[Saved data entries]
- - - - -

PR #3791, opened 2021-07-04
Passphrase expiration in session #3565

### LINKED ISSUE #3565: pass phrase in session to last maximum exactly 4 hours
If existing sessionStorage can be configured to have expiry, set it to auto-wipe 4 hours from storing.

If above is not possible, need our own mechanism that keeps pass phrase in memory, in one class instance in background page where each pass phrase expires in exactly 4 hours from entry - and this should be used instead of the browser session mechanism.

rrrooommmaaa:
This PR saves passphrase to expiration cache
(to expire after 4 hours)

close #3565

- Tests added or updated

### To be filled by reviewers

### DIFF
--- a/extension/js/background_page/background_page.ts
+++ b/extension/js/background_page/background_page.ts
@@ -15,6 +15,7 @@ import { GlobalStoreDict, GlobalStore } from '../common/platform/store/global-st
 import { ContactStore } from '../common/platform/store/contact-store.js';
 import { SessionStore } from '../common/platform/store/session-store.js';
 import { AcctStore } from '../common/platform/store/acct-store.js';
+import { ExpirationCache } from '../common/core/expiration-cache.js';
 
 console.info('background_process.js starting');
 
@@ -24,6 +25,7 @@ opgp.initWorker({ path: '/lib/openpgp.worker.js' });
 
   let db: IDBDatabase;
   let storage: GlobalStoreDict;
+  const passphraseTracker = new ExpirationCache(4 * 60 * 60 * 1000); // 4 hours
 
   try {
     await migrateGlobal();
@@ -51,6 +53,8 @@ opgp.initWorker({ path: '/lib/openpgp.worker.js' });
 
   // storage related handlers
   BrowserMsg.bgAddListener('db', (r: Bm.Db) => BgHandlers.dbOperationHandler(db, r));
+  BrowserMsg.bgAddListener('session_passphrase_set', (r: Bm.StoreSessionSet) => passphraseTracker.set(r.key, r.value));
+  BrowserMsg.bgAddListener('session_passphrase_get', async (r: Bm.StoreSessionGet) => passphraseTracker.get(r.key));
   BrowserMsg.bgAddListener('session_set', (r: Bm.StoreSessionSet) => SessionStore.set(r.acctEmail, r.key, r.value));
   BrowserMsg.bgAddListener('session_get', (r: Bm.StoreSessionGet) => SessionStore.get(r.acctEmail, r.key));
   BrowserMsg.bgAddListener('storeGlobalGet', (r: Bm.StoreGlobalGet) => GlobalStore.get(r.keys));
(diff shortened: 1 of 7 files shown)


extension/js/background_page/background_page.ts
```diff
@@ -51,6 +53,8 @@ opgp.initWorker({ path: '/lib/openpgp.worker.js' });
 
   // storage related handlers
   BrowserMsg.bgAddListener('db', (r: Bm.Db) => BgHandlers.dbOperationHandler(db, r));
+  BrowserMsg.bgAddListener('session_passphrase_set', (r: Bm.StoreSessionSet) => passphraseTracker.set(r.key, r.value));
```
rrrooommmaaa, line 56: Should we use `acctEmail` as part of the key here?
I'm not fully acquainted with the concept of switching between accounts.
Should we forget (or make invisible) passphrases stored in this cache for another account?

extension/js/common/core/expiration-cache.ts
```diff
@@ -0,0 +1,32 @@
...
+  }
+
+  public get = (key: string): string | undefined => {
+    const found = this.cache[key];
+    if (found) {
+      if (found.expiration > Date.now()) {
+        return found.value;
+      } else {
+        // expired, so delete it and return as if not found
+        delete this.cache[key];
```
rrrooommmaaa, line 27: The simplest implementation. Entries are deleted on `get` request. We can also have a look at packages out there, like https://www.npmjs.com/package/expiring-cache

tomholub: Should additionally set up a setInterval that will go through them minute, for example. That way it's not actually kept in memory over the time limit.

extension/js/background_page/background_page.ts
tomholub: Since keys are associated with a particular account and invisible to other accounts, the same should be done for pass phrases - visible to only to a particular account.

extension/js/common/core/expiration-cache.ts
rrrooommmaaa: Done

extension/js/background_page/background_page.ts
rrrooommmaaa: Done

rrrooommmaaa:
Should I add some tests (it's not that easy to emulate 4 hours expiration)?
What should we do about this warning: `lgtm [js/clear-text-storage-of-sensitive-data]`?

tomholub:
Your code update has fixed a previous warning that was present on master. On master, we stored pass phrase in browser session, violating the LGTM security rule, and here you store it in memory, no longer violating it - no action needed here.

extension/js/common/core/common.ts
```diff
@@ -312,3 +312,7 @@ export class Url {
   }
 
 }
+
+export const emailKeyIndex = (scope: string, key: string): string => {
```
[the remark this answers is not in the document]
tomholub: Actually, even for the in memory implementation could use `singleScopeRawIndex` then this would not be needed to be separately here. If you'd like this method to be separate, I'd prefer that it's placed in AbstractStore if possible?

tomholub (commented):
Looks great. If we were to add tests, we could add unit tests of the expiring cache where we supply a short expiration and just test that class stand-alone.

extension/js/background_page/background_page.ts
```diff
@@ -26,6 +27,7 @@ opgp.initWorker({ path: '/lib/openpgp.worker.js' });
   let db: IDBDatabase;
   let storage: GlobalStoreDict;
   const passphraseTracker = new ExpirationCache(4 * 60 * 60 * 1000); // 4 hours
```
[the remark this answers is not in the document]
rrrooommmaaa: Done

extension/js/common/core/common.ts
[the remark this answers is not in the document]
rrrooommmaaa: AbstractStore is platform-dependent. It won't be possible to write a simple unit-node test, only browser tests

tomholub (approved):
Thanks!

Issue #3785, opened 2021-06-30
live Gmail tests failing


tomholub:
I'm failing *all* of the live Gmail tests for some reason. But so is master, so that must be unrelated to this PR.

Do we already know why master is failing live Gmail tests, and if not, do we have an issue for it? Otherwise we should make one and look into that!

In any case, I'll consider this ready for review. In addition to passing the remaining tests (the ones that also pass on master), I also tested it manually to make sure it addresses the issue, and it does.

_Originally posted by @seisvelas in https://github.com/FlowCrypt/flowcrypt-browser/issues/3784#issuecomment-871228524_

tomholub:
closing - live Gmail tests seem to be fine, it's other tests that are failing now

PR #3792, opened 2021-07-04
debug live Gmail tests failing

limonte:
This PR is not meant to be merged, it's the part of debugging #3785 

I don't remember where exactly, but some time ago I asked about taking screenshots from CI. I found the simple way to do that:

1. `console.log(await page.screenshot({ encoding: "base64" }))`
2. copy the output from CI log and paste it to https://codebeautify.org/base64-to-image-converter

---

As to debugging #3785 I think that `acctPassword` is not set for some reason, here's the screenshot of the state where email and password are supposed to be entered:

image

### DIFF
--- a/test/source/tests/gmail.ts
+++ b/test/source/tests/gmail.ts
@@ -68,7 +68,7 @@ export const defineGmailTests = (testVariant: TestVariant, testWithBrowser: Test
       return gmailPage;
     };
 
-    ava.default('mail.google.com - setup prompt notif + hides when close clicked + reappears + setup link opens settings', testWithBrowser(undefined, async (t, browser) => {
+    ava.default('mail.google.com - setup prompt notif ++ hides when close clicked + reappears + setup link opens settings', testWithBrowser(undefined, async (t, browser) => {
       const settingsPage = await BrowserRecipe.openSettingsLoginButCloseOauthWindowBeforeGrantingPermission(t, browser, 'ci.tests.gmail@flowcrypt.dev');
       await settingsPage.close();
       let gmailPage = await BrowserRecipe.openGmailPage(t, browser);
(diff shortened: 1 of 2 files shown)


tomholub (commented):
Maybe the Auth0 login html has changed, no longer matching our code? Have you tried running one Gmail Live test locally?

limonte:
> Maybe the Auth0 login html has changed, no longer matching our code? Have you tried running one Gmail Live test locally?

Yes, they are working locally.

limonte:
> Maybe the Auth0 login html has changed, no longer matching our code

Our code isn't trying to fill the password field, this line https://github.com/FlowCrypt/flowcrypt-browser/pull/3792/files#diff-7f1d04918dc9bf29c051611e92209ee8476db1cdcbf6f6879a928ba01fa7e1ccR84 isn't being executed

tomholub:
Interesting!

tomholub:
I re-uploaded the secret file just in case, will now add an empty commit to re-run the tests

tomholub:
Thank you for your help debugging this. I must have pushed a bad secrets file to CI.

I've just made this correction
```diff
    "google": [
      {
-        "email": "ci.tests.gmail@flowcrypt.test",
+        "email": "ci.tests.gmail@flowcrypt.dev",
```

To match your screenshot. This should do.

tomholub:
>     console.log(await page.screenshot({ encoding: "base64" }))
>     copy the output from CI log and paste it to https://codebeautify.org/base64-to-image-converter
> 

Yes, that's an easy way to do it I didn't think about.

tomholub:
There are several problems, the secrets file was one.

Another one was that the previous selector `button` was actually clicking the show/hide button of the password, not the submit button.

tomholub (approved):
Approve if it passes tests

tomholub:
Now there is a third problem: Google captcha. I suppose I may not be able to do anything with that reliably.

tomholub:
Trying https://accounts.google.com/DisplayUnlockCaptcha but that may only work temporarily.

- - - - -

What the exercise asks
Return word for word the lines above from the line with "Bm.StoreSessionGet) => passphraseTracker.get(r.key));" to the line with "(diff shortened: 1 of 7 files shown)", including both and leaving out all others.

Problem solution
+  BrowserMsg.bgAddListener('session_passphrase_get', async (r: Bm.StoreSessionGet) => passphraseTracker.get(r.key));
   BrowserMsg.bgAddListener('session_set', (r: Bm.StoreSessionSet) => SessionStore.set(r.acctEmail, r.key, r.value));
   BrowserMsg.bgAddListener('session_get', (r: Bm.StoreSessionGet) => SessionStore.get(r.acctEmail, r.key));
   BrowserMsg.bgAddListener('storeGlobalGet', (r: Bm.StoreGlobalGet) => GlobalStore.get(r.keys));
(diff shortened: 1 of 7 files shown)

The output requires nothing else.